C’est donc parallèlement que Delphine travaille sur le livre et le film. Pourtant, les processus de création sont très différents. Son style expressionniste, à base de fines hachures au critérium et d’un travail subtil sur la lumière et les perspectives, colle parfaitement au scénario d’Aurélien. Même si elle a exécuté un découpage à partir du script en amont, elle va dessiner le livre en se laissant guider par le rythme du récit, sans croquis préparatoire et en laissant libre cours à ses intuitions graphiques. « Le scénario était très précis, Aurélien sait suggérer la mise en scène par le texte, je me suis donc concentrée sur l’expressivité des personnages. J’ai un rapport très organique au dessin. Je laisse les choses venir et, hormis les bouts de gommes et poussières scannés par accident, je ne retouche rien par ordinateur. »

Cette spontanéité, Delphine peine à la retrouver sur la fabrication de Thé et gaufrettes. La technique du volume animé s’avère très vite peu appropriée aux envies de la réalisatrice, qui ne parvient pas à retrouver l’énergie de ses dessins dans les marionnettes et les décors du film. Une expérience difficile, d’autant que Delphine aime les partis pris tranchés et qu’elle a le sentiment d’affadir son univers, tant graphiquement qu’au niveau du découpage. « L’équipe n’est bien entendu pas en cause. C’est plus ou moins lié au travail collectif et aux contraintes techniques… Je ne suis pas satisfaite du film, parce que j’ai l’impression de ne pas être allée jusqu’au bout de mes envies ».

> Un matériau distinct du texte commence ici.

PR #481, opened 2017-01-13
Line, Circle, Rect, Pivot constraints + example scene

nickjbenson:
John's on JointConstraint logic (two angular DoF, a conical range of motion, optional twist min/max).
PivotConstraint renamed to HingeConstraint, fyi.


Assets/LeapMotionModules/UI/LeapMotionHandsExtentionAPI/FingerType.cs
```diff
@@ -0,0 +1,38 @@
+﻿
+namespace Leap.Unity {
+
+  public static class FingerType {
```
Amarcolina: This whole class seems to be unused?  Furthermore, it seems to only mirror the Leap.Finger.FingerType enum, what is the reason it exists?

Assets/LeapMotionModules/UI/LeapMotionHandsExtentionAPI/Hands.cs
```diff
@@ -0,0 +1,117 @@
...
+using System.Collections.Generic;
+
+namespace Leap.Unity {
+
+  public static class Hands {
+
+    private static LeapServiceProvider s_provider;
+
+    static Hands() {
+      s_provider = GameObject.FindObjectOfType<LeapServiceProvider>();
```
Amarcolina: This logic will fail under any case where the provider is destroyed and recreated.  The variable s_provider will still reference the old destroyed provider, with nothing able to cause it to be re-initialized to point to the new provider.  Probably the most common case of this would be when switching scenes.

Assets/LeapMotionModules/UI/LeapMotionHandsExtentionAPI/Hands.cs
```diff
@@ -0,0 +1,117 @@
...
+    /// Returns the average of the index finger and thumb tip positions.
+    /// </summary>
+    public static Vector3 GetPinchPosition(this Hand hand) {
+      return (hand.Fingers[(int)Finger.FingerType.TYPE_INDEX].TipPosition + hand.Fingers[(int)Finger.FingerType.TYPE_THUMB].TipPosition).ToVector3() * 0.5F;
+    }
+
+    /// <summary>
+    /// Returns the fingertip position of the argument finger type, e.g. Leap.FingerType.Index. See Leap.FingerType.
+    /// </summary>
+    public static Vector3 GetTipPosition(this Hand hand, int fingerType) {
```
Amarcolina: I think this method could be replaced with something like Hand.Finger(Finger.FingerType type), that way it could be used in a larger number of cases.  For this case it would just be:

hand.Finger(type).TipPosition;

Assets/LeapMotionModules/UI/LeapMotionHandsExtentionAPI/Hands.cs
```diff
@@ -0,0 +1,117 @@
...
+      return hand.Fingers[fingerType].TipPosition.ToVector3();
+    }
+
+    public static bool IsFacing(this Vector3 facingVector, Vector3 fromWorldPosition, Vector3 towardsWorldPosition, float maxOffsetAngleAllowed) {
```
Amarcolina: Would be nice to have a default value for maxOffsetAngleAllowed

Assets/LeapMotionModules/UI/LeapMotionHandsExtentionAPI/Hands.cs
```diff
@@ -0,0 +1,117 @@
...
+      Vector3 actualVectorTowardsWorldPosition = (towardsWorldPosition - fromWorldPosition).normalized;
+      return Vector3.Angle(facingVector, actualVectorTowardsWorldPosition) <= maxOffsetAngleAllowed;
+    }
+
+  }
+
+
+
+}
```
Amarcolina: Git apparently thinks you are the devil for no newline at end of file.

Assets/LeapMotionModules/UI/LeapMotionHandsExtentionAPI/Util.cs
```diff
@@ -0,0 +1,22 @@
...
+  public static class Util {
+
+    /// <summary>
+    /// Similar to Unity's Transform.LookAt(), but resolves the forward vector of this
+    /// Transform to point away from the argument Transform.
+    /// 
+    /// Useful for billboarding Quads and UI elements whose forward vectors should match
+    /// rather than oppose the Main Camera.
+    /// </summary>
+    public static void LookAwayFrom(this Transform thisTransform, Transform transform) {
```
Amarcolina: Should have the up vector as an optional param.

Assets/LeapMotionModules/UI/LeapMotionHandsExtentionAPI/ValueMappingExtensions.cs
```diff
@@ -0,0 +1,59 @@
...
+  public static Vector3 Map(this Vector3 value, float valueMin, float valueMax, float resultMin, float resultMax) {
+    return new Vector3(value.x.Map(valueMin, valueMax, resultMin, resultMax),
+                       value.y.Map(valueMin, valueMax, resultMin, resultMax),
+                       value.z.Map(valueMin, valueMax, resultMin, resultMax));
+  }
+
+  /// <summary>
+  /// Clamps the value between 0 and 1.
+  /// </summary>
+  public static float Clamp01(this float value) {
```
Amarcolina: Adding new functionality is one thing, making it so that you don't need to type Mathf. is a little more debatable :P  I would argue any existing functionality should not be re-routed through extension methods, but would probably be something good to talk about with the rest of the team too.

Assets/LeapMotionModules/UI/Scripts/BoxDepenetrator.cs
```diff
@@ -0,0 +1,51 @@
+﻿using System.Collections;
+using System.Collections.Generic;
+using UnityEngine;
+
+public class BoxDepenetrator : MonoBehaviour {
+
+  public SphereCollider sphere;
+
+  [Header("Automatic if null (this)")]
```
Amarcolina: What does this header mean?

Assets/LeapMotionModules/UI/Scripts/BoxDepenetrator.cs
```diff
@@ -0,0 +1,51 @@
...
+  public struct DepenetrationRay {
+    public Vector3 position;
+    public Vector3 direction;
+  }
+  
+  private DepenetrationRay _depenetrationRay;
+  private bool _requiresDepenetrationThisFrame = false;
+
+  void Start() {
+    if (box == null) box = GetComponent<BoxCollider>();
```
Amarcolina: You can use the AutoFind attribute in order to automatically fill the box field with sibling boxColliders.

Assets/LeapMotionModules/UI/Scripts/BoxDepenetrator.cs
```diff
@@ -0,0 +1,51 @@
...
+  [Header("Automatic if null (this)")]
+  public BoxCollider box;
+
+  public struct DepenetrationRay {
+    public Vector3 position;
+    public Vector3 direction;
+  }
+  
+  private DepenetrationRay _depenetrationRay;
+  private bool _requiresDepenetrationThisFrame = false;
```
Amarcolina: Looks like the only reason this variable is not a local variable to update is that it is used in the Gizmos function.  I would recommend having a *separate* variable for use in the gizmos, something like 'didDoDepenetrationLastFrame' or something, and keep the 'requiresDepenetration' logic completely local to the Update function.

Assets/LeapMotionModules/UI/Scripts/ColliderUtil.cs
```diff
@@ -0,0 +1,281 @@
+﻿using UnityEngine;
+using System.Collections;
+using System.Collections.Generic;
+
+public static class ColliderUtil {
```
Amarcolina: All of these methods should be UpperCamelCase

Assets/LeapMotionModules/UI/Scripts/ColliderUtil.cs
```diff
@@ -0,0 +1,281 @@
...
+   */
+  public static Vector3 getPointAtDistance(Vector3 point, Vector3 center, float distance) {
+    return (point - center).normalized * distance + center;
+  }
+
+
+  /* Given a collider and a position relative to the colliders transform, return whether or not the 
+   * position lies within the collider.  Can also provide the allowed distance tolerance
+   */
+  public static bool isInsideCollider(this Collider collider, Vector3 localPosition, float tolerance = 0.0f) {
```
Amarcolina: There is a concept called tolerance here, is this different than the concept called extrude in some other functions?

Assets/LeapMotionModules/UI/Scripts/ColliderUtil.cs
```diff
@@ -0,0 +1,281 @@
...
+    }
+    BoxCollider boxCollider = collider as BoxCollider;
+    if (boxCollider != null) {
+      return boxCollider.isPointInside(localPosition, tolerance);
+    }
+    CapsuleCollider capsuleCollider = collider as CapsuleCollider;
+    if (capsuleCollider != null) {
+      return capsuleCollider.isPointInside(localPosition, tolerance);
+    }
+    Debug.LogWarning("ColliderUtil does not work for Mesh Colliders!");
```
Amarcolina: This warning should probably be an error, and also should not assume that the collider is a mesh collider without checking.  Probably should just use the type of the object instead of hardcoding the name.

Assets/LeapMotionModules/UI/Scripts/ColliderUtil.cs
```diff
@@ -0,0 +1,281 @@
...
+    return Vector3.zero;
+  }
+
+  /* Given a GameObject and a position in global space, return whether or not the position lies within
+   * one of the colliders on the GameObject or one of it's children.  Can also provide the allowed 
+   * distance tolerance
+   */
+  public static bool isInsideColliders(GameObject obj, Vector3 globalPosition, float tolerance = 0.0f) {
+    obj.GetComponentsInChildren<Collider>(false, _colliderList);
```
Amarcolina: I would recommend allowing this method to take in a list of colliders instead of a gameObject, that way we can avoid doing a GetComponent every frame

Assets/LeapMotionModules/UI/Scripts/ColliderUtil.cs
```diff
@@ -0,0 +1,281 @@
...
+      }
+    }
+    return false;
+  }
+
+  /* Given a GameObject and a position in global space, return a point on the surface of one of the
+   * colliders on the GameObject or one of it's children that is closest to the given position
+   */
+  public static Vector3 closestPointOnSurfaces(GameObject obj, Vector3 globalPosition, float extrude = 0.0f) {
+    obj.GetComponentsInChildren<Collider>(false, _colliderList);
```
Amarcolina: Same idea here, list of colliders instead of a gameObject for efficiency (and greater flexibility!), this method will currently count trigger colliders!

Assets/LeapMotionModules/UI/Scripts/Constraints/Abstract/ConstraintBase.cs
```diff
@@ -0,0 +1,102 @@
...
+using System.Collections;
+using System.Collections.Generic;
+using UnityEngine;
+
+namespace Leap.UI.Constraints {
+
+  public enum Axis   { X, Y, Z }
+  public enum Anchor { Beginning, Center, End }
+
+  public static class ConstraintExtensions {
```
Amarcolina: This looks like it belongs in a generic util class somewhere, not in constraints.

Amarcolina: Oh I see, Axis is a constraint concept only.  Carry on!

Assets/LeapMotionModules/UI/Scripts/Constraints/Abstract/Linear2Constraint.cs
```diff
@@ -0,0 +1,43 @@
...
+  /// <summary>
+  /// Two-dimensional linear constraint.
+  /// </summary>
+  public abstract class Linear2Constraint : PositionConstraint {
+
+    [ConstraintDebugging]
+    [SerializeField]
+    [Range(0, 1)]
+    [Disable] // (Readonly)
+    protected Vector2 _uvCoords = Vector2.zero;
```
Amarcolina: What does _uvCoords represent?

Assets/LeapMotionModules/UI/Scripts/Constraints/HingeConstraint.cs
```diff
@@ -0,0 +1,196 @@
...
+        else {
+          return Mathf.Clamp(angle, MinAngle, MaxAngle);
+        }
+      }
+    }
+
+    private float ComponentOf(Vector3 vector, Axis axis) {
+      switch (axis) {
+        case Axis.X:
+          return (vector.y == 180F && vector.z == 180F ? 180F : 0F) - vector.x * (vector.y == 180F && vector.z == 180F ? 1 : -1F);
```
Amarcolina: This looks like a standard component accessor until I get to Axis.X, what is this logic for?

Assets/LeapMotionModules/UI/Scripts/Constraints/LineConstraint.cs
```diff
@@ -0,0 +1,116 @@
...
+            return this.transform.localScale.y;
+          case Axis.Z: default:
+            return this.transform.localScale.z;
+        }
+      }
+    }
+
+    #region Gizmos
+
+    private const float GIZMO_THICKNESS = 0.01F;
```
Amarcolina: Poor gizmo thickness, no method can take them as an argument so they are left alone.

Assets/LeapMotionModules/UI/Scripts/Constraints/RectConstraint.cs
```diff
@@ -0,0 +1,105 @@
+﻿using Leap.Unity.Attributes;
+using System;
+using System.Collections;
+using System.Collections.Generic;
+using UnityEngine;
+
+namespace Leap.UI.Constraints {
+
+  public class RectConstraint : Linear2Constraint {
```
Amarcolina: What is the difference between a Linear2Constraint and a RectConstraint?  What other types of constraints could extend from Linear2Constraint that wouldn't be a RectConstraint?

Assets/LeapMotionModules/UI/Scripts/MinimalBody.cs
```diff
@@ -0,0 +1,35 @@
+﻿using Leap.Unity;
+using UnityEngine;
+
+[ExecuteBefore(typeof(SpringBase))]
```
Amarcolina: We should make a note somewhere to fix the execution order attributes, since they can bug out sometimes still.

Assets/LeapMotionModules/UI/Scripts/SpringBase.cs
```diff
@@ -0,0 +1,16 @@
+﻿using System.Collections;
+using System.Collections.Generic;
+using UnityEngine;
+
+public class SpringBase : MonoBehaviour {
```
Amarcolina: Spring base? o.O

Amarcolina:
Also it seems that the extension methods exists inside of the UI folder, shouldn't they exist inside LeapMotion or something?

nickjbenson:
1) Re: ExtensionsAPI things: I only included these because the rest of the things didn't compile without them. They're rough as you can tell, but what I really need to do is separate them out and commit them as a separate PR to develop. Look for that today, and in the mean time, I'll submit another change that makes the extension APIs here in a UI-dedicated-namespace (just for the sake of compiling), to be replaced by the proper extensions once they're approved. So expect those extension comments to be addressed in a new PR targeted for UnityModules/develop.

2) Will go through the non-Extension comments normally. We will most definitely need Execution Order attributes (or to specify execution order some other way, since constraints, springs, and minimalbodies are going to need to execute in a specific order every frame).

3) ColliderUtil is jselstad. ¯\_(ツ)_/¯

jselstad:
I thought Alex wrote ColliderUtil?

Amarcolina:
Oh snap this is my code lol

Amarcolina:
I'll push changes to that file haha.

Assets/LeapMotionModules/UI/Scripts/Constraints/Abstract/Linear2Constraint.cs
nickjbenson: Two dimensional coordinates from 0 to 1. In other words, the same thing UV coordinates usually represent, which is why I named them uvCoords.

Assets/LeapMotionModules/UI/Scripts/Constraints/HingeConstraint.cs
nickjbenson: Because euler angles sometimes return the angle you're looking for but other times it returns the opposite of the angle you're looking for with -180 as the Y and Z components. However, I've removed this getter because it was for an older, less-reliable constraint calculation method, as well as other properties I wrote but that were never used.

jselstad:
Proposing that we close this with great prejudice.

PR #483, opened 2017-01-13
Adding new garbage-free queries 

Amarcolina:
These queries mirror the queries that exist in the System.Linq.Enumerable class.  They produce no garbage (assuming your data structure has an enumerator that is a struct) and are just as fast or faster than normal linq!  Still missing a bunch of ops, but we can add them as we need them.

@nickjbenson 
@jselstad 
@Sloftin891 

To test:
 - [x] Review code to make sure you understand it and it makes logical sense
 - [x] Make sure all unit tests pass


nickjbenson:
Looks good!

Amarcolina:
You gotta approve your review :O

Amarcolina:
Cool, all good to merge in then !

Présenté en avant-première au Festival de Bruz en décembre 2011, Thé et gaufrettes commencera sa carrière en festivals au semestre suivant : Court du Polar de Lyon, Courts en Betton, Festival du Court-métrage de Mougon, Festival du Film Merveilleux et Imaginaire de Paris, Festival de Cinéma de Douarnenez…

Publié au printemps 2012 par la Boîte à Bulles, Gueules d’amour se taille rapidement un beau succès critique : Télérama, Le Monde, Mouvement.net…Des articles élogieux qui saluent à la fois la force du récit et la singularité du graphisme. Hormis quelques défauts d’impression qu’il était compliqué de corriger, Delphine est satisfaite du résultat. « Aurélien, la boîte à bulles, moi…on a tous été surpris par le succès. On ne s’y attendait pas du tout ! Je suis fière de ce qu’on a fait. »

Forte de ces deux expériences nourrissantes, Delphine envisage aujourd’hui sereinement l’avenir, et mènera ses projets sur les deux fronts : un nouveau livre en préparation, toujours avec Aurélien au scénario, et un nouveau film, même si cette fois elle délaissera le volume pour le dessin animé. « J’ai beaucoup appris sur Thé et gaufrettes. J’ai maintenant envie de travailler en petit comité, de prendre mon temps pour faire ce que j’aime. Le dessin animé me paraît plus approprié pour traduire ce que j’ai en tête. » Intitulé Colocataires et produit par Les Trois Ours, maison de production basée à Angoulême, elle espère réaliser le film courant 2013. Entièrement réalisé selon la technique qu’elle utilise pour ses dessins, elle compte bien y retrouver la liberté et l’inspiration de ses travaux sur papier.

Jean-Claude Rozec
(*) Festival de la bande dessinée et de l’image projetée, Quai des Bulles aura lieu du 26 au 28 octobre à Saint-Malo.